Stage Partners has now published THE TWELVE HUNTSMEN!
Seven years ago, Acme Theatre commissioned me to write a play based on fairy tales and food. Why fairy tales? We wanted to remodel old stories to fit with the living community. Why food? Food is complicated, often a cultural signifier – and more.
(Also, Acme Theatre is based in my hometown, which is surrounded by ag fields. My grandparents were farmworkers so I am conscious I wouldn’t exist without those fields, which I think about when I’m in California. While this idea is entirely invisible in The Twelve Huntsmen, it was a frequent topic of conversation with Emily, the AD who commissioned me.)
But, okay, fairy tales. The very nature of fairy tales is that they are told from generation to generation, so it’s ground that many, many have tread (trod?). What is my take on these?
And, I wanted to make something that would be an experience for the actors and the audience. I wanted something that would be memorable, that would be different. That would challenge them.
And then, as I read hundreds of Grimms’ stories, I found The Twelve Huntsmen. A princess gets eleven women to dress as men so she can get closer to the prince. Proto-feminist. Drag. Woodsy. It’s everything I want in a fairy tale.
Look, y’all. It’s a lightweight story, which is probably why so few have done anything with it. It reads almost like it’s the summary of a longer story that someone misplaced. This is why it’s not as well-known, I think, as Hansel and Gretel or Snow White.
Twelve women. What a random number, I thought. And the commission, it’s to transform many stories into a play… what if each woman has a story?
Okay, I love that. What makes this different from something Mary Zimmerman has written?

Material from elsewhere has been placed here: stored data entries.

PR #368, opened 2023-11-23
Fix hidden menu tab order and search

pazoozoo42:
It is a bit annoying that when the menu is hidden and you are using browser page search then menu items are still counted by the browser as searchable elements and it shows that your search has results but you don't see them because they are in the menu that is hidden.

This also fixes the problem navigating with tab key, when the menu is hidden it is now excluded from tab order


Aivean (approved):
Whoa, haven't noticed it. Checked locally, works as expected.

Well, what if every night is different? What if the stories are random? What if not every story is told every night?
I wanted to make a play that would be as challenging to produce as a musical, that would need an incredible stage manager to pull off, that needed improv and innovation, that people would see multiple times and get something different every night, and that could only ever be a play.
And thus, The Twelve Huntsmen. A play that can be done hundreds of thousands of ways.

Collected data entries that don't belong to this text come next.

PR #371, opened 2024-01-02
OAuth2 support

pazoozoo42:
Hello and sorry for the long PR. I will try to provide some details in the description to make it easier to review

## OAuth2 support:
- clients (apps) catalog in the user profile
- option to register your client
- option to mark you  client public to be available for other users
- `authorization_code` and `refresh_token` grants are supported
- there's also a simple sample app in PHP to test the flow

## Security: 
- access_token ttl is 7 days
- authorization code ttl is 5 minutes
- access token format is JWT, hash of it is saved into db, hash of refresh_token is saved in db
 - when a client is deleted by owner or it's authorization is removed by a user ("uninstall") then tokens are marked as revoked, revoke status is loaded to cache on backend start

## Running locally
Run migration and make sure to edit `.env` by adding these new variables (you need to generate the secret key or you this sample one): 
```
JWT_ISSUER=http://orbitar.local
JWT_SECRET_KEY=d39addb1c1fa559481285644ab5fd8d6b698f786d05eabf1a6e87d1ed769439723bcd442c3ae7b52a6e66de8509e1237e15a24f7503b99bfc86e65141bd053c0
```

Screenshots: 

**Empty catalog**
image

**Empty catalog on mobile**
image

**Register app on mobile**
image

**Register app on desktop**
image

**Newly created client app**
image

**Catalog of public or installed apps (if an app is private but you have it installed, you will see it with an option to uninstall)**
image

**Catalog on mobile**
image

**Consent screen**
image

**Consent screen on mobile**
image


backend/src/managers/OAuth2Manager.ts
```diff
@@ -0,0 +1,323 @@
...
+    } catch (error) {
+      this.logger.error('Error registering OAuth client', { error });
+      throw error;
+    }
+  }
+
+  async listClients(userId: number): Promise<OAuth2ClientEntity[]> {
+    try {
+      const clients = await this.oauthRepository.getClients(userId);
+      console.log()
```
Aivean: Leftover from debugging?

backend/src/oauth/TokenService.ts
```diff
@@ -0,0 +1,61 @@
+import jwt from 'jsonwebtoken';
+import crypto from 'crypto';
+
+const accessTokenExpiresInHours = 24;
+
+export default class TokenService {
+  static getSecretKey(): string {
+    return process.env.JWT_SECRET_KEY ||
+    'b32e958a7b81375fc041215956df893ee61a7bc6dcd937deaed2102ba9533858f6fb1cafb764afbaf096e4dfde5558fe310527fd1651ddec0df0a79884960dc6';
```
Aivean: Why is it hardcoded?

frontend/src/Components/OAuth2AppCardComponent.tsx
```diff
@@ -0,0 +1,219 @@
...
+    api.oauth2Api.updateClientLogo(client.id, url).then(() => {
+
+    }).catch(() => {
+      toast.error('Не удалось обновить логотип');
+    });
+  };
+
+  const { client, scope } = props;
+
+  console.log(client.isPublic);
```
Aivean: Please make sure to remove debug logging before merge.

frontend/src/Components/OAuth2ClientLogoComponent.module.scss
```diff
@@ -0,0 +1,19 @@
...
...7F+qQhrpyoylQZpUwuYJnjhSjfsJlCwaAvTL6MqTAvCjHZnnTVYKPSfe75gl2+dKd3oil55likwKQgG6CUoaVNOolFyDHEZCRSJGc5DK1Q9KGmBSJFBAkCvxIpDC2gJBRBVQZI7NDqA6pA81kQYzU+U9iqlNGkjzrF4N0LrGi4KrRhCknm+qCJs4yAFGSYkL92VWGfFU4HoAoKCl5yR+yAAE5TSuqsBpXFoRmqwoEgF+fClquCpaTgRzdB79GUc/uVbPjopoqW4AAADwQRx6T7F9La1qp1s1kL9AA/xb7GAtcgI+eHSEJTwvJAlS1BDR7lx7tNoBPqqAC/4CFbdCatEEZMEBinOKN9iZAT2f+dLm+FVIAqCqDCiCgAL8TXgBKNF8lFa8ADmsvZZlU12ne9Yl5XQ4GBjCBBTRAL6ybwAAwMNpG3pa/jV3IY10TVBxwAHKUc6oMMEdcFPV3nP9tjI4avAQBKBdPEVbIhBXYABIjIW+8JSVz1bsAFxdBAPuN24ybt17kJoFsD9ZxevnWSd0OgQGaDPGxUpyQFR8HbEIdggNW66UPM1TJmgnAAwpg3R8coAA2K5OVS4plh340v0GwS9k6HNghb03LCrCxdBRgszITkckIcTLgzFkADTzXBRXQQAH4yWbtdu1O5jLABTDQ5e5g4AIELP907fB8ED2jiFkJKIDONHyCaWVAAdfq353G7FU7/yxgFHBVARY8OckdgAEDLsAEGkCBDYT3UZQ2iKUtGN5JRUhBmNJU8AR1sB33KXjDJrZwcl2QXSsbX8wmiLOfrapoD2Ta1CYTqR1r6myj2NjeDrd4rC0QbIv7cFLq9rnLqCUk8XLd8K5OBBIrEh/FON5y4kyjOULHIOM72xHoQFhNUgEMpOzd/35UYhpg5I8woACo84vEJ07xilv84hjPuMY37pcFZGDf5gm5yEdO8pKb/OQoT7nKV87ylrv85TCPucxnTvOa2/zmOM+5znfO8577/OdAD7rQh070ohv96EhPutKFl870pjv96VCPutSnTvWqW/3qWM+61rfO9a57/etgD7vYx072spv97GhPu9rXzva2u/3tcI+73OdO97rb/e54z7ve9873vvv974APvOAHT/jCG/7wiE+84hfP+MY7/vGQj7zkJ0/5ylv+8pjPvOY3z/nOe/7zoA+96EdP+tKb/vSod0IIAAA7');
```
Aivean: Let's use Asset instead, unless you have a good reason to embed it.

oauth2-sample-client/README.md
Aivean, line 1: Let's move it into a separate repo under `spaceshelter` ?

backend/src/oauth/TokenService.ts
pazoozoo42: just as an example, I'll remove

oauth2-sample-client/README.md
pazoozoo42: I will just delete the folder before merging, this is for reviewers convenience only

Aivean: I think it's a good idea to have a working example somewhere, but a separate repo is (imho) a better place for that.

backend/.env
```diff
@@ -10,4 +10,6 @@ DEFAULT_TL_LANGUAGE=ru
 FEED_INDEX_HOST=feed
 FEED_INDEX_PORT=6767
 SEARCH_HOST=elasticsearch
-SEARCH_PORT=9200
\ No newline at end of file
+SEARCH_PORT=9200
+JWT_ISSUER=
```
Aivean: This is not the right place for these properties.

in `backend/.env` there are only fixed values specific to the backend. Values that are environment-dependent should be in the root `.env`. 

On the other hand, `backend/.env.development` contains all values, needed for the backed in local dev environment (as for local backend run the root .env is not used).

I know we should document this better.

--
TL;DR: move `JWT_ISSUER` and `JWT_ISSUER` from `backend/.env` into `.env.sample`,

but leave them in `backend/.env.development`.

docs/api/oauth2.md
Aivean, line 1: 👍

Aivean:
Bugs discovered so far:
1.  when app permissions are revoked on the client user's side, the app icon is "stuck" in the app catalogue, without ability to remove:
image

the "public" checkbox in the author's account seems to hide those app for the clients, but that's seems like a weird / unintended UX
image


Improvements (could be added later, but ideally before the release):
- [x]  restrict the ability to create / use apps for low karma users
- [x]  cleanup expired tokens from the DB

backend/src/db/repositories/OAuth2Repository.ts
```diff
@@ -0,0 +1,377 @@
...
+
+  constructor(db: DB) {
+    this.db = db;
+  }
+
+  /**
+   * node-oauth2-server model methods
+   * https://node-oauthoauth2-server.readthedocs.io/en/master/model/spec.html
+   * **/
+  async getClient(clientId: string, clientSecret: string) {
```
Aivean: Most of these methods are unused, should we remove them?

backend/src/db/repositories/OAuth2Repository.ts
```diff
@@ -0,0 +1,377 @@
...
+
+  async getClientById(id: number): Promise<OAuth2ClientRaw | undefined> {
+    return await this.db.fetchOne<OAuth2ClientRaw>('select * from oauth_clients where id=:id', { id });
+  }
+
+  async getClients(userId: number): Promise<OAuth2ClientRaw[]> {
+    return await this.db.fetchAll<OAuth2ClientRaw>(
+      `select 
+          oauth_clients.*,
+          oauth_consents.user_id as is_authorized,
```
Aivean: what is the purpose of this field?

backend/src/api/OAuth2Controller.ts
```diff
@@ -0,0 +1,340 @@
...
+   * Regenerate client secret in case it was compromised or lost
+   */
+  async regenerateClientSecret(request: APIRequest<OAuth2ClientManageRequest>, response: APIResponse<OAuth2ClientRegenerateSecretResponse>) {
+    if (!request.session.data.userId) {
+      return response.authRequired();
+    }
+
+    try {
+      const { id } = request.body;
+      const newSecret = await this.oauth2Manager.regenerateClientSecret(id, request.session.data.userId);
```
Aivean: we probably also need to revoke all current tokens?

backend/src/api/types/requests/OAuth2.ts
```diff
@@ -0,0 +1,66 @@
...
+export type OAuth2RegisterResponse = {
+  client: OAuth2ClientEntity;
+};
+
+export type OAuth2ClientRequest = {
+  clientId: string;
+};
+
+export type OAuth2ClientManageRequest = {
+  id: number;
```
Aivean: `id` is too ambiguous. let's rename all fields to clientId where relevant

backend/src/api/types/requests/OAuth2.ts
```diff
@@ -0,0 +1,66 @@
...
+export type OAuth2TokenResponse = {
+  token: OAuth2Token;
+};
+
+export type OAuth2ClientRegenerateSecretResponse = {
+  newSecret: string;
+};
+
+export type OAuth2ClientUpdateLogoUrlRequest = {
+  id: number;
```
Aivean: let's rename to clientId

backend/src/api/types/entities/OAuth2ClientEntity.ts
```diff
@@ -0,0 +1,19 @@
+import { UserInfo } from '../../../managers/types/UserInfo';
+
+export type OAuth2ClientEntity = {
+  id: number;
```
Aivean: if clientId is unique, why do we have numeric `id` here?

backend/src/api/ApiMiddleware.ts
```diff
@@ -102,3 +132,18 @@ export const joiFormat = Joi.valid('html', 'source').default('html');
 
 export const joiSite = Joi.string().max(siteDomainMaxLengthChars).regex(/^[a-z\d-]*$/i);
 export const joiSiteName = Joi.string().min(siteNameMinLengthChars).max(siteNameMaxLengthChars);
+
+export const urisListValidator = Joi.string().custom((value, helpers) => {
```
Aivean, line 138: would be nice to have tests for this

backend/src/db/repositories/OAuth2Repository.ts
Aivean: ah, nvm, I see they are used by `OAuthServer` which, btw, is not obvious

backend/src/db/types/OAuth2.ts
```diff
@@ -0,0 +1,68 @@
...
+  client_id: number;
+  client_client_id: string,
+  user_id: number;
+  scope: string;
+  revoked: number;
+}
+
+export interface OAuth2AuthorizationCodeRaw {
+  client_id: number;
+  client_client_id: string;
```
Aivean: really?

backend/src/app.ts
```diff
@@ -107,6 +112,14 @@ const voteRepository = new VoteRepository(db);
 const userRepository = new UserRepository(db);
 const webPushRepository = new WebPushRepository(db);
 const translationRepository = new TranslationRepository(db);
+const oauthRepository = new OAuth2Repository(db);
+
+app.oauth = new OAuthServer({
+    model: oauthRepository,
```
Aivean: let's not do blind casts here, as it hides incompatibility errors

backend/src/db/repositories/OAuth2Repository.ts
```diff
@@ -0,0 +1,384 @@
...
+      scope: token.scope
+    });
+
+    return {
+      accessToken: token.accessToken,
+      accessTokenExpiresAt: token.accessTokenExpiresAt,
+      refreshToken: token.refreshToken,
+      client: {
+        id: clientId,
+        grants: [] //FIXME return grants
```
Aivean: interface expects grants here

backend/src/db/repositories/OAuth2Repository.ts
```diff
@@ -0,0 +1,384 @@
...
+    if (!tokenFromDb) {
+      return null;
+    }
+    return {
+      accessToken,
+      accessTokenExpiresAt: new Date(tokenFromDb.access_token_expires_at),
+      scope: tokenFromDb.scope?.split(','),
+      client: {
+        id: tokenFromDb.client_client_id,
+        grants: [] //FIXME return grants
```
Aivean: and here

backend/src/db/repositories/OAuth2Repository.ts
```diff
@@ -0,0 +1,384 @@
...
+
+    return {
+      authorizationCode: code,
+      expiresAt: codeFromDb.expires_at,
+      redirectUri: codeFromDb.redirect_uri,
+      scope: codeFromDb.scope,
+      client: {
+        id: codeFromDb.client_client_id,
+        numeric_id: codeFromDb.client_id,
+        grants: [] //FIXME return grants
```
Aivean: here as well

backend/src/db/repositories/OAuth2Repository.ts
```diff
@@ -0,0 +1,384 @@
...
+      await this.db.query('update oauth_codes set expires_at = now() - 1 where code_hash=:code_hash', {
+        code_hash: TokenService.hashString(code.authorizationCode)
+      });
+      return true;
+    } catch (e) {
+      return false;
+    }
+  }
+
+  async getRefreshToken(refreshToken) {
```
Aivean: unused?

backend/src/db/repositories/OAuth2Repository.ts
```diff
@@ -0,0 +1,384 @@
...
+      client: {
+        id: tokenFromDb.client_client_id
+      },
+      user: {
+        id: tokenFromDb.user_id
+      }
+    };
+  }
+
+  async revokeToken(token) {
```
Aivean: unused?

backend/src/db/repositories/OAuth2Repository.ts
```diff
@@ -0,0 +1,384 @@
...
+      client_secret_hash: clientSecretHash,
+      initial_authorization_url: initialAuthorizationUrl,
+      redirect_uris: redirectUris,
+      user_id: userId,
+      grants: 'authorization_code,refresh_token',
+      is_public: isPublic ? 1 : 0
+    } as OAuth2ClientRaw;
+  }
+
+  async createToken(clientId: number, userId: number, accessTokenHash: string, accessTokenExpiresAt: Date, refreshTokenHash: string, scope: string): Promise<void> {
```
Aivean: unused?

backend/src/db/repositories/OAuth2Repository.ts
```diff
@@ -0,0 +1,384 @@
...
+    });
+  }
+
+  async getTokenByAccessTokenHash(accessTokenHash: string): Promise<OAuth2TokenRaw | undefined> {
+    return await this.db.fetchOne<OAuth2TokenRaw>(`select ot.*, oc.client_id, oc.grants as client_client_id from oauth_tokens ot, oauth_clients oc where ot.access_token_hash = :access_token_hash and ot.revoked != 1 and ot.client_id = oc.id`, {
+      access_token_hash: accessTokenHash
+    });
+  }
+
+  async getConsent(clientId: number, userId: number): Promise<OAuth2ConsentRaw | undefined> {
```
Aivean: unused?

backend/src/api/OAuth2Controller.ts
```diff
@@ -0,0 +1,340 @@
...
+    if (!request.session.data.userId) {
+      return response.authRequired();
+    }
+
+    try {
+      const {name, description, logoUrl, initialAuthorizationUrl, redirectUris, isPublic} = request.body;
+      const userId = request.session.data.userId;
+      const author = await this.userManager.getById(userId);
+
+      const client: OAuth2ClientRaw = await this.oauth2Manager.registerClient(name, description, logoUrl, initialAuthorizationUrl, redirectUris, userId, isPublic);
```
Aivean: let's limit the total number of created clients per user (say, 32 is enough) to avoid abuse

backend/src/db/repositories/OAuth2Repository.ts
```diff
@@ -0,0 +1,387 @@
...
+      id: clientId,
+      redirectUris: clientFromDB.redirect_uris.split(',').map(uri => uri.trim()),
+      grants: clientFromDB.grants.split(',').map(grant => grant.trim()),
+
+    };
+  }
+
+  async generateAccessToken(client, user, scope) {
+    const nowTs = Math.floor(Date.now() / 1000);
+    const accessTokenExpiresAtTs = nowTs + (parseInt(process.env.ACCESS_TOKEN_TTL_SECONDS, 10) || 3600 * 24 * 7);
```
Aivean: we have config for that

backend/src/oauth/TokenService.ts
```diff
@@ -0,0 +1,58 @@
...
+const accessTokenExpiresInHours = 24;
+
+export default class TokenService {
+  static getSecretKey(): string {
+    return process.env.JWT_SECRET_KEY;
+  }
+
+  static generateAccessToken(sub: string, aud: string, scope: string, exp: number, iat: number, authTime: number): string {
+    const payload = {
+      iss: process.env.JWT_ISSUER || 'https://orbitar.space',
```
Aivean: we have `Config` for env variables

backend/src/db/types/OAuth2.ts
pazoozoo42: wym?

pazoozoo42:
@Aivean, I’ve noticed several questions about the distinction between `id` and `client_id`. The key issue is that "Client ID" is a well-established term in OAuth, referring to a unique string generated when a client is registered. Meanwhile, in our project, we follow an `entity_id` convention for numeric auto-incremented IDs, such as `post_id`, `user_id`, etc.

This explains why I chose `id` as the internal numeric auto-incremented ID for clients, and why names like `client_client_id` exist and I agree this naming can be confusing.

I’m happy to discuss potential renaming if we find a better solution that balances clarity and consistency. In the meantime, I’d love to get more constructive PR comments. For example, simply commenting "Really" doesn’t provide actionable feedback and can be unhelpful. If something seems unclear or suboptimal, suggesting an alternative or explaining what exactly if confusing would speed up the review process and reduce unnecessary back-and-forth.

Let’s work together to refine this. Your help and feedback are always much appreciated, thank you!

Aivean:
@pazoozoo42 

> @Aivean, I’ve noticed several questions about the distinction between `id` and `client_id`. The key issue is that "Client ID" is a well-established term in OAuth, referring to a unique string generated when a client is registered. Meanwhile, in our project, we follow an `entity_id` convention for numeric auto-incremented IDs, such as `post_id`, `user_id`, etc.

I can see two ways how to resolve this:
1. get rid of the numeric id, use `client_id` as a PK (since it's unique)
2. rename `oauth_clients` to `oauth_apps` and have `app_id` as a numeric PK (leaving `client_id` as is).

I'm personally leaning towards (1), it's a simpler natural approach and currently `client_id` is relatively short, so there should not be **too** much of a bloat in data size. 

However (2) could be easier to implement (straightforward renaming) and it's more efficient from the schema normalization perspective.


>  In the meantime, I’d love to get more constructive PR comments. For example, simply commenting "Really" doesn’t provide actionable feedback and can be unhelpful. If something seems unclear or suboptimal, suggesting an alternative or explaining what exactly if confusing would speed up the review process and reduce unnecessary back-and-forth.

Sorry, I thought the explanation would be [redundant](https://gist.github.com/Aivean/d97341756b54ce2641ec64fcda8c63f8) in this case.


> Let’s work together to refine this. Your help and feedback are always much appreciated, thank you!

Let's do this! Thank you again for creating this huge feature. It wasn't easy to review, but I think I mostly went through it, once we fix the major issues (like the schema), we can merge it and then iterate on the minor things later.

backend/src/db/types/OAuth2.ts
Aivean: very confusing and inconsistent naming. please see my comment at the bottom with some suggestions how to address.

Aivean:
There is also one thing that doesn't make sense to me. If we are using JWT, why are we storing access and refresh tokens in DB (unless they are revoked)?

Aivean:
> The value of the scope parameter is expressed as a list of space-
   delimited, case-sensitive strings.

https://datatracker.ietf.org/doc/html/rfc6749#section-3.3

current implementation expects comma-separated scopes, which is invalid

UPD: fixed

pazoozoo42:
Converting to draft per our discussion: 
 - fix management UI bugs
 - don't store tokens and codes, use only two tables (clients and consents)
 - no numeric id for clients table, use client ID for management API
 - allow more than one consent per app for end users, each has its own scope
 - limit number of clients per developer

backend/src/db/repositories/OAuth2Repository.ts
```diff
@@ -0,0 +1,393 @@
...
+  OAuth2ClientRaw,
+  OAuth2ConsentRaw,
+  OAuth2TokenRaw
+} from '../types/OAuth2';
+import {ResultSetHeader} from 'mysql2';
+import TokenService from '../../oauth/TokenService';
+import {config} from '../../config';
+import {AuthorizationCode, AuthorizationCodeModel, Falsey, Token} from 'oauth2-server';
+
+export default class OAuth2Repository implements AuthorizationCodeModel {
```
Aivean: just a thought, it would be cleaner to move `AuthorizationCodeModel` implementation into a dedicated class (it can have  `OAuth2Repository` or `OAuth2Manager` as a field) and keep `OAuth2Repository` responsibility limited to DB layer

backend/src/db/repositories/OAuth2Repository.ts
```diff
@@ -38,219 +35,195 @@ export default class OAuth2Repository implements AuthorizationCodeModel {
...
+   * As tokens are not persisted, nothing needs to be revoked.
+   */
+  async revokeToken(token): Promise<boolean> {
+    return true;
+  }
+
+  /**
+   * Verifies token scope.
+   *
+   * With token persistence removed, this method can't perform any real verification.
```
Aivean: it should decode `accessToken` and read the scopes from it.

backend/src/db/repositories/OAuth2Repository.ts
```diff
@@ -38,219 +35,195 @@ export default class OAuth2Repository implements AuthorizationCodeModel {
...
-      scope: tokenFromDb.scope?.split(' ')?.filter(scope => scope.trim() !== ''),
-      client: {
-        id: tokenFromDb.client_client_id,
-        grants: [] //FIXME return grants
-      },
-      user: {
-        id: tokenFromDb.user_id
-      }
-    };
+    return null;
```
Aivean: it should decode access token and return it

backend/src/db/repositories/OAuth2Repository.ts
```diff
@@ -38,219 +35,195 @@ export default class OAuth2Repository implements AuthorizationCodeModel {
...
+    return await this.db.fetchOne<OAuth2ClientRaw>(
+      'select * from oauth_clients where client_id = :client_id',
+      { client_id: clientId }
+    );
   }
 
+  /**
+   * Retrieves a client by its client_id and client secret hash.
+   */
   async getClientByClientIdAndClientSecretHash(clientId: string, clientSecretHash: string): Promise<OAuth2ClientRaw | undefined> {
```
Aivean, line 214: Not sure if this method is needed.

frontend/.env.development
```diff
@@ -5,4 +5,5 @@ BROWSER=none
 REACT_APP_VAPID_PUBLIC_KEY=
 REACT_APP_STATUS_UPDATE_INTERVAL=10
 DEFAULT_TL_LANGUAGE=ru
-VAPID_PUBLIC_KEY=
\ No newline at end of file
+VAPID_PUBLIC_KEY=
+JWT_SECRET_KEY=d39addb1c1fa559481285644ab5fd8d6b698f786d05eabf1a6e87d1ed769439723bcd442c3ae7b52a6e66de8509e1237e15a24f7503b99bfc86e65141bd053c0
```
Aivean: let's not commit secrets, even if fake ones

backend/migrations/20231222000022-oauth-setup.js
```diff
@@ -0,0 +1,51 @@
...
+        redirect_uris text not null,
+        grants varchar(255),
+        user_id int not null,
+        foreign key (user_id) references users(user_id) on delete cascade
+    ) engine=InnoDB default charset=utf8mb4;
+
+    create table if not exists oauth_consents (
+      user_id int not null,
+      client_id varchar(255) not null,
+      scope varchar(255),
```
Aivean: can be long, need to change to text

frontend/src/Types/OAuth2.ts
```diff
@@ -0,0 +1,322 @@
...
+  'user:savebio': 'менять био пользователя',
+  'user:savegender': 'менять пол пользователя',
+  'user:savename': 'менять имя пользователя',
+  'user:suggest-username': 'искать юзернейм пользователя',
+  'vote': 'все действия с голосами',
+  'vote:list': 'получать список голосов',
+  'vote:set': 'голосовать'
+};
+
+export const OAuth2ScopeEndpointsMap = {
```
Aivean: unused?

backend/src/api/OAuth2Middleware.ts
```diff
@@ -0,0 +1,79 @@
...
+ * Session Integration:
+ *   - When authentication succeeds, the middleware updates session data
+ *     via the Session class.
+ *
+ * @param app Express application instance that has been configured with OAuth2.
+ * @param db Database instance (used for sessions persistence).
+ * @param logger Logger instance for logging errors and warnings.
+ * @returns An Express middleware function that handles OAuth2 authentication.
+ */
+export default function OAuth2Authenticate(app: Application, db: DB, logger: Logger) {
```
Aivean: this needs proper types

frontend/src/Types/OAuth2.ts
pazoozoo42: used in controllers, when OAuthMiddleware is generated for a route
https://github.com/spaceshelter/orbitar/blob/3d39b5ccc329f0e9756efb03b1950b87a6a23660/backend/src/api/FeedController.ts#L56-L60

Aivean: but there are two (identical?) `OAuth2ScopeEndpointsMap` instances, one in the frontend, one in the backend, and the frontend one appears to be unused

pazoozoo42: yes, confused this with backend, will check

backend/src/oauth/AuthorizationCodeModelImpl.ts
```diff
@@ -0,0 +1,394 @@
...
+        scope,
+        type
+      } = jwt.verify(refreshToken, process.env.JWT_SECRET_KEY) as JwtPayload;
+
+      const clientId = aud.toString();
+      const userId = parseInt(sub, 10);
+
+      // Verify token validity (returns Error object on error and grants on success)
+      const result = await AuthorizationCodeModelImpl.verifyTokenValidity(
+        this.repo,
```
Aivean, line 227: nit: since JS/TS doesn't have named params, it's a good practice to pass wrapper objects into functions with 5+ params

backend/src/oauth/AuthorizationCodeModelImpl.ts
```diff
@@ -0,0 +1,394 @@
...
+  static generateClientSecret = (): string => {
+    return crypto.randomBytes(32).toString('hex');
+  };
+
+  static hashString(value: string): string {
+    return crypto.createHash('sha256').update(value).digest('hex');
+  }
+
+  static async verifyTokenValidity(
+    repo: OAuth2Repository,
```
Aivean, line 310: why not make it non-static to avoid passing repo?

pazoozoo42: easier to write tests for it, but I haven't yet checked if we have db layer in tests, if not, I will make it non-static

backend/src/oauth/AuthorizationCodeModelImpl.ts
```diff
@@ -0,0 +1,394 @@
...
+    // Convert the required scope(s) into an array.
+    const requiredScopes = typeof scope === 'string'
+      ? scope.split(' ').filter((s) => s.trim())
+      : scope;
+
+    const valid = requiredScopes.every(requiredScope => {
+      return tokenScopes.some(tokenScope => {
+        // Exact match check.
+        if (tokenScope === requiredScope) {
+          return true;
```
Aivean, line 152: IMPORTANT! callback must be called, if provided, otherwise the request will hang

frontend/src/Components/UserProfileClientAppsCreateForm.tsx
```diff
@@ -48,17 +48,17 @@ export default function UserProfileClientAppsCreateForm(props: UserProfileClient
   const validateUrls = (value: string) => {
     const urls = value.split(',').map(url => url.trim());
     return urls.every((url) => isURL(url, {
-      ...(process.env.NODE_ENV === 'development' && { host_whitelist: ['localhost'] }),
+      ...(process.env.NODE_ENV === 'development' && { host_whitelist: ['localhost', '1ffe-2600-1700-1b0-23b0-b123-655f-7110-c44a.ngrok-free.app'] }),
```
Aivean: please remove ngrok urls

backend/src/api/OAuth2Middleware.ts
pazoozoo42: I think all three are correct, which one is wrong specifically?

Aivean: this whole thing `export default function OAuth2Authenticate(app: Application, db: DB, logger: Logger)` needs an explicit type, as it's currently passed as an untyped parameter to controllers

Aivean: and its intermediate result needs an explicit type as well

backend/src/api/OAuth2Controller.ts
```diff
@@ -161,7 +161,9 @@ export default class OAuth2Controller {
       }
     })(req, res, () => {}));
     this.router.post('/oauth2/unauthorize', commonLimiter, validate(clientManageSchema), (req, res) => this.unAuthorizeClient(req, res));
-    this.router.post('/oauth2/token', commonLimiter, (req, res) => this.oauthExpressServer.token({})(req, res, () => {}));
+    this.router.post('/oauth2/token', commonLimiter, (req, res) => this.oauthExpressServer.token({})(req, res, () => {
+      console.log(1);
```
Aivean: accidental?

pazoozoo42: yeah, will remove, thanks!

backend/src/db/repositories/OAuth2Repository.ts
```diff
@@ -0,0 +1,213 @@
...
+export default class OAuth2Repository {
+  private db: DB;
+
+  // Define a base SQL query that both methods share.
+  private clientBaseQuery = `
+    select 
+      oauth_clients.*,
+      oauth_consents.scope as scopes,
+      oauth_consents.last_revoked_ts as last_revoked_ts,
+      (select count(oauth_consents.user_id) from oauth_consents where client_id = oauth_clients.client_id) as installations_count
```
Aivean: this could lead to performance issue if lots of apps are rendered at the same time

frontend/src/Components/OAuth2ScopesComponent.tsx
```diff
@@ -0,0 +1,36 @@
...
+
+    </label>
+  );
+}
+
+export default function OAuth2ScopesComponent(props: { appRequests: string | null }) {
+  const requestedScopesNames = ['openid'].concat(props.appRequests?.split(' ').map(s => s.trim()) || []);
+  return (<div className={styles.container}>
+    {
+      Object.keys(OAuth2ScopesLabels)
```
Aivean: ok, this is super dangerous

this view shows only the subset of the scopes that are hardcoded on the client

the scopes that are actually requested, and will be saved to db are not validated

backend/src/db/repositories/OAuth2Repository.ts
Aivean: fixed by caching locally

frontend/src/Components/OAuth2ScopesComponent.tsx
Aivean: fixed, scopes are filtered on both the backend and the frontend

Aivean (dismissed):
@pazoozoo42, I think it's in a tolerable state to be merged and we should merge it to unblock other PRs. We can improve what's left in a separate follow-up PRs.

Please merge it at your discretion or lmk if you want more time to add more changes.

Aivean (approved):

And now Stage Partners has published it.
One thing that I like about Stage Partners is that they provide free perusals of scripts online. I don’t knock any particular business model (well, except for that one publisher that wanted all of my non-LGBTQ+ work) ’cause we all gotta eat, but I do believe that it’s in everyone’s interest to provide perusal scripts from free. The reason that Big Idea Theatre commissioned me to write an adaptation of The Jungle Book was because they couldn’t find a decent adaptation from other publishers, and it must have been obnoxious for them to spend a significant amount of their budget buying the lazy versions out there. Beyond that, consider this: for many schools, the educational theatre budget is pretty small, and if they don’t have money to spend on play scripts, they are going to save money and rely on plays the teacher has seen or plays that are low risk – i.e. well-known playwrights. If you can read the script, you’re not relying on the brand of the publisher or the brand of the playwright or the cute cover – you’re able to decide if you want to produce the play based on the script itself.
And I want people to read The Twelve Huntsmen.